Washington, D.C. 20549
Form 10-K for the fiscal year ended December 26, 2010
Filed February 24, 2011
File No. 0-19084
Messrs. Vaughn and Burton:
PMC-Sierra, Inc. (the “Company”) submits this letter in response to your letter of March 15, 2011, which letter sets forth comments of the Staff (the “Staff”) of the Securities and Exchange Commission (the “Commission”) regarding the above-referenced filing. This letter sets forth the Company’s responses to the Staff’s comments of March 15, 2011, which is further to certain comments initiated on December 22, 2010 related to the Company’s Form 10-K for the year ended December 27, 2009, filed February 24, 2010, and the Form 10-Q for the quarterly period ended September 26, 2010. For your convenience, we have recited the Staff’s comments in italicized, bold type and have followed each comment with the Company’s response.

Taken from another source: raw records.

PR #12991, opened 2025-12-12
Move recompute methods into round.rb and introduce LiveResult.compute_average_and_best

FinnIckler:
for `compute_average_and_best` we could probably also set it using a hook every time it gets updated?

### DIFF
--- a/app/models/live_result.rb
+++ b/app/models/live_result.rb
@@ -47,16 +47,13 @@ class LiveResult < ApplicationRecord
 
   def self.compute_average_and_best(attempts, round)
     r = Result.new(
-      value1: attempts[0].result,
-      value2: attempts[1]&.result || 0,
-      value3: attempts[2]&.result || 0,
-      value4: attempts[3]&.result || 0,
-      value5: attempts[4]&.result || 0,
       event_id: round.event.id,
       round_type_id: round.round_type_id,
       round_id: round.id,
       format_id: round.format_id,
+      result_attempts: attempts.map(&:to_result_attempt),
     )
+
     [r.compute_correct_average, r.compute_correct_best]
   end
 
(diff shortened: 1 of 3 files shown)


app/models/round.rb
```diff
@@ -181,6 +181,115 @@ def accepted_registrations
...
+                  (lr.#{rank_by} <= 0) ASC,
+                  lr.#{rank_by} ASC
+                  #{", lr.#{secondary_rank_by} <= 0, lr.#{secondary_rank_by} ASC" if secondary_rank_by}
+              ) AS rownum
+            FROM live_results lr
+            WHERE lr.round_id IN (#{round_ids})
+              AND lr.best != 0
+        ) x
+        WHERE rownum = 1
+    ) AS person_best
```
gregorbg: Indentation around this area seems off (while writing this comment, I am not even sure which exact lines I should mark for comment)

app/models/live_result.rb
```diff
@@ -52,6 +45,21 @@ def best_possible_solve_times
     end
   end
 
+  def self.compute_average_and_best(attempts, round)
+    r = Result.new(
+      value1: attempts[0].result,
+      value2: attempts[1]&.result || 0,
+      value3: attempts[2]&.result || 0,
+      value4: attempts[3]&.result || 0,
+      value5: attempts[4]&.result || 0,
```
gregorbg: Can you leverage the new result_attempts structure here?

FinnIckler: not until the PR is merged that uses them in the `solve_time` method

FinnIckler: done that now

app/models/round.rb
gregorbg, line 1: I trust that the code here has only been _moved_ without changing anything. Currently I don't have the capacity to check every line here, so this review is granted based on trusting that you can c/p properly :P

PR #13015, opened 2025-12-15
Also slightly reduce RAM for staging

FinnIckler:
for some reason staging ram was already 20MB higher than production


FinnIckler:
Screenshot 2025-12-15 at 12 21 13
done, I think we might need one more deployment for the binpacker to kick in, but that'll happen naturally during the week

PR #13031, opened 2025-12-16
Fix wrong ISO 3166-1 code for Macau in database export readme

oyyq99999:
MC is for Monaco lol


gregorbg (approved):
Thanks! I have confirmed that it is actually `MO` in the data itself. So it was really just the README where we got it wrong.

PR #13032, opened 2025-12-16
Fix New Relic Instrumentation

FinnIckler:
This broke since I setup new relic and this is from the official new relic blog


FinnIckler:
Where did you see that? We are not using next start to start our server, because we are using the standalone output mode. See our docker file and the docker entrypoint

PR #13033, opened 2025-12-16
Store JSON when submitting via WCA Live stored results

gregorbg:
Turns out, we already had a pipeline for storing the JSONs that Delegates submit. (They get forwarded to WRT as an email attachment).

This PR connects the new "Use WCA Live results" feature to this existing pipeline, by inserting the authorized WCIF as "uploaded JSON". The point is that this contains all relevant information (persons, results) at the time of submission.

Scrambles are not included in this WCIF, but if you use "WCA Live stored results", then you *have* to upload scrambles to our new Scrambles Matcher anyways. They will be stored and persisted in there.


app/controllers/scramble_files_controller.rb
danieljames-dj, line 1: I'm not sure about the changes in this file (and the related scramble related files). So my review in these files will be limited.

PR #20, opened 2016-05-16
Homework string

neuraltoys:
I have added an mSize member to keep the size
Then I have also added the indexing operator and the not equal comparison operator
now all the tests are fine

I'm not sure if I was supposed to have two different indexing operators, one read-only and another one with write access, but I guess we can discuss this in the next meeting

Alex


neuraltoys:
pull request to wrong branch

PR #21, opened 2016-05-16
String Homework Alex

neuraltoys:
I have added an mSize member to keep the size
Then I have also added the indexing operator and the not equal comparison operator
now all the tests are fine

I'm not sure if I was supposed to have two different indexing operators, one read-only and another one with write access, but I guess we can discuss this in the next meeting

Alex

### DIFF
--- a/course3/homework-string/my_string.cc
+++ b/course3/homework-string/my_string.cc
@@ -1,46 +1,58 @@
+#include "stdafx.h"
 #include "my_string.h"
 
 #include <cstring>
 
-namespace Maciek{
-	
-String::String(const char *inchar)
-    :mBuffer(new char[std::strlen(inchar) + 1])
-{
-	std::strcpy(mBuffer.get(), inchar);
-}
+namespace Maciek {
 
-String::String(const String& str)
-{
-	if (!str.empty())
+	String::String(): mBuffer(nullptr), mSize(0) { }
+
+	String::String(const char *inchar)
+		:mSize(std::strlen(inchar)), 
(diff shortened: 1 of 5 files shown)


course3/homework-string/my_string.cc
```diff
@@ -1,46 +1,58 @@
...
-{
-	std::strcpy(mBuffer.get(), inchar);
-}
-
-String::String(const String& str)
-{
-	if (!str.empty())
+namespace Maciek {
+
+	String::String(): mBuffer(nullptr), mSize(0) { }
```
maciekgajewski, line 8: no need to initialize mBuffer. It will be set to null in its default constructor.

course3/homework-string/my_string.cc
```diff
@@ -1,46 +1,58 @@
...
+	bool String::operator!=(const String& other)
+	{
+		return !(*this == other);
+	}
+
+	char& String::operator[](const int i) const
+	{
+		if (i > mSize)
+		{
+			throw new std::exception();
```
maciekgajewski, line 53: This is not how you throw exceptions!
Or: this is not how you correctly throw exceptions. Besides, I don't think it would compile on standard-compliant compilers. I'm guessing you're using Visual Studio?

course3/homework-string/test.cc
```diff
@@ -1,3 +1,4 @@
+#include "stdafx.h"
```
maciekgajewski, line 1: I wouldn't put this into the code, this is some VS stuff. I would try to make it a standard C++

Please note that the Company is requesting confidential treatment pursuant to Rule 83 of the Commission’s Rules on Information Requests, 17 C.F.R. Section 200.83, with respect to portions of the response to Comments 1, 2, 3, and 4, as well as with respect to Exhibit A in its entirety. Such response is being provided to the SEC in its entirety in hard copy under separate cover along with the request for confidential treatment. Please note the version of this letter filed via EDGAR omits confidential information included in the unredacted version delivered to the Staff, and the redactions are denoted in the EDGAR version by bracketed asterisks (“[***]”) or other suitable notation.
Confidential Treatment Requested by PMC-Sierra, Inc.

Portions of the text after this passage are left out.